PeopleSoft is easier to use and train people on than SAP.  Moreover, SAP is costlier as compared to PeopleSoft.  So even though SAP provides more functionality but it’s neither easy to use, nor flexible or cheap as compared to PeopleSoft.  So going back to our “A”, “B” and “C” example, we can put PeopleSoft in the “A” category which is great for smaller enterprises and has lesser options.  SAP would go into the “B” category, which can handle more volume and has more applications to ensure it can better match the customer’s needs.  Finally Workday would be “C”, where if the company starts off with Workday’s solutions, it would not need to change any applications and would be able to expand and or contract simultaneously with the customer’s requirements.
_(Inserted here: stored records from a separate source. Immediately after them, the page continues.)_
PR #2002, opened 2026-02-11
Allow questionnaire responses to be saved as draft

adelowo:
- response can be saved as draft on frontend side
- next time the same user comes to fill the questionnaire, If they have existing data, it is sent to the frontend to fill the UI

### DIFF
--- a/internal/httpserve/handlers/questionnaire_test.go
+++ b/internal/httpserve/handlers/questionnaire_test.go
@@ -417,9 +417,10 @@ func (suite *HandlerTestSuite) TestGetQuestionnaireReturnsDraftData() {
 	require.NoError(t, err)
 
 	testEmail := "draftfetch@example.com"
+	anonUserID := fmt.Sprintf("anon_questionnaire_%s", assessment.ID)
 
 	anonUser := &auth.AnonymousQuestionnaireUser{
-		SubjectID:      fmt.Sprintf("anon_questionnaire_%s", ulids.New().String()),
+		SubjectID:      anonUserID,
 		SubjectEmail:   testEmail,
 		OrganizationID: testUser1.OrganizationID,
 		AssessmentID:   assessment.ID,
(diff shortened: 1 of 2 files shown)


internal/httpserve/handlers/questionnaire.go
```diff
@@ -195,35 +200,62 @@ func (h *Handler) SubmitQuestionnaire(ctx echo.Context, openapi *OpenAPIContext)
...
+	var documentDataID string
 
-	if assessment.TemplateID != "" {
-		documentDataQuery = documentDataQuery.SetTemplateID(assessment.TemplateID)
-	}
+	if assessmentResponse.DocumentDataID != "" {
+		_, err = h.DBClient.DocumentData.UpdateOneID(assessmentResponse.DocumentDataID).
+			SetData(req.Data).
+			Save(allowCtx)
+		if err != nil {
```
golanglemonade: nit:

```suggestion
		err = h.DBClient.DocumentData.UpdateOneID(assessmentResponse.DocumentDataID).
			SetData(req.Data).
			Exec(allowCtx)
		if err != nil {
```

internal/httpserve/handlers/questionnaire_test.go
```diff
@@ -380,6 +380,162 @@ func (suite *HandlerTestSuite) TestGetQuestionnaireAlreadyCompleted() {
...
+		OrganizationID: testUser1.OrganizationID,
+		AssessmentID:   assessment.ID,
+	}
+
+	questionnaireCtx := contextx.With(ctx, auth.QuestionnaireContextKey{})
+	questionnaireCtx = auth.WithAnonymousQuestionnaireUser(questionnaireCtx, anonUser)
+	questionnaireCtx = auth.WithAuthenticatedUser(questionnaireCtx, &auth.AuthenticatedUser{
+		SubjectID:      testUser1.ID,
+		OrganizationID: testUser1.OrganizationID,
+	})
```
golanglemonade, line 434: Why is the subject id testtUser1, when it also has `anonUser` in the ctx?

internal/httpserve/handlers/questionnaire_test.go
```diff
@@ -882,3 +1038,218 @@ func (suite *HandlerTestSuite) TestSubmitQuestionnaireAuthenticatedUser() {
...
+
+	assessmentResponse, err := suite.db.AssessmentResponse.Create().
+		SetAssessmentID(assessment.ID).
+		SetEmail(testEmail).
+		SetOwnerID(testUser1.OrganizationID).
+		SetStatus(enums.AssessmentResponseStatusSent).
+		Save(questionnaireCtx)
+	require.NoError(t, err)
+
+	anonUserID := fmt.Sprintf("anon_questionnaire_%s", ulids.New().String())
```
golanglemonade: We need to make sure this isn't a random ulid in the prod code path - the user id needs to be set off the assessmentID

PR #2013, opened 2026-02-16
Fix bug with hasTrustCenterXXXX scoping

adelowo:
tested with 
CleanShot 2026-02-16 at 18 29 09@2x


internal/ent/schemautil/trustcenter_scope.go
```diff
@@ -0,0 +1,51 @@
...
+			if anon.TrustCenterID != "" {
+				s.Where(sql.EQ(s.C("trust_center_id"), anon.TrustCenterID))
+				return
+			}
+		}
+
+		orgIDs, err := auth.GetOrganizationIDsFromContext(ctx)
+		if err != nil || len(orgIDs) == 0 {
+			return
+		}
```
golanglemonade, line 33: We would silently not filter if there is not org id set - I can't think of any time this would happen, but seems like we should return an error instead?

PR #2022, opened 2026-02-17
fix: Race condition: concurrent access to shared config without synchronization

### LINKED ISSUE #2021: [Bug] : Race condition: concurrent access to shared config without synchronization
The reload() function modifies shared state (s.Config.Handler.JWTKeys and s.Config.Handler.TokenManager) without any mutex protection. This function is called both synchronously at line 43 and asynchronously from a goroutine at line 78. Multiple file system events could trigger concurrent reload() calls, leading to race conditions when reading/writing s.Config.Handler fields. This is a classic TOCTOU race where config could be read by other goroutines while being updated.

file  : internal/httpserve/serveropts/keywatch.go 
line : 33 to 35  

Fixed race condition

manab-pr:
Closes #2021 

Added a sync.Mutex to protect the reload() function .


manab-pr:
@golanglemonade  plz review it , this is another one .

PR #2038, opened 2026-02-18
Ability to update framework controls on revision changes

adelowo:


internal/graphapi/control_clone.go
```diff
@@ -545,6 +567,169 @@ func (r *mutationResolver) bulkCreateSubcontrolNoTransaction(ctx context.Context
...
+		}
+
+		var standardRevision *string
+		if cu.sourceControl.Edges.Standard != nil {
+			standardRevision = &cu.sourceControl.Edges.Standard.Revision
+		}
+
+		var newSubcontrols []*generated.CreateSubcontrolInput
+
+		for _, sc := range cu.sourceControl.Edges.Subcontrols {
```
golanglemonade, line 676: can this be handled by `cloneSubcontrols` instead of duplicating the create logic here?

It is also important to note that SAP, Oracle and Workday provide analytics as well which allow their customers to better forecast their human resources needs for the future.  Business Intelligence, which is something that SAP is lagging behind Oracle, allows customers to compare labor cost by unit, by market, by role and over a period of time.  It also allows customers to forecast future salaries in the countries they operate in and also allows customers to forecast minimum wage in different regions around the world.  BI is also an excellent tool that allows management to forecast employee turnover which can be a definite asset for the management if it wants to input strategies to retain valuable employees. 

One should also note that it is not that just a few types of companies that require this type of software, rather every type of industry needs this type of enterprise software that Workday is offering.  Business Intelligence is a very vast field, so we will delve into this topic more in forth coming articles so you can link different analysis.

What’s in it for me?

After all is read and understood, the question lies – what’s in this article for you?
Coming to the bottom line, Workday is planning on coming out with its Initial Public Offering (IPO) sometime this year.  The IPO is expected to come out in the middle of 2012.  Now you can start to think like a potential investor and how this specific stock might help or hurt your portfolio if you decide to own it.
You can go through the entire process of analyzing this firm by looking at its financial statements and by looking at various key ratios that you are habitual to.  But among other things, you must also try to find out how satisfied are Workday’s customers?  What are the future moves of the management?  How long have the customers signed contracts for with Workday?  What is the size of the average client of Workday?  Including, but not limited to, are there any potential buyers of Workday in the future and if so, can you expect to get a premium by the acquirer?

Workday is the new kid on the block for all practical purposes but the question lies; does this kid have what it takes to compete with the big boys?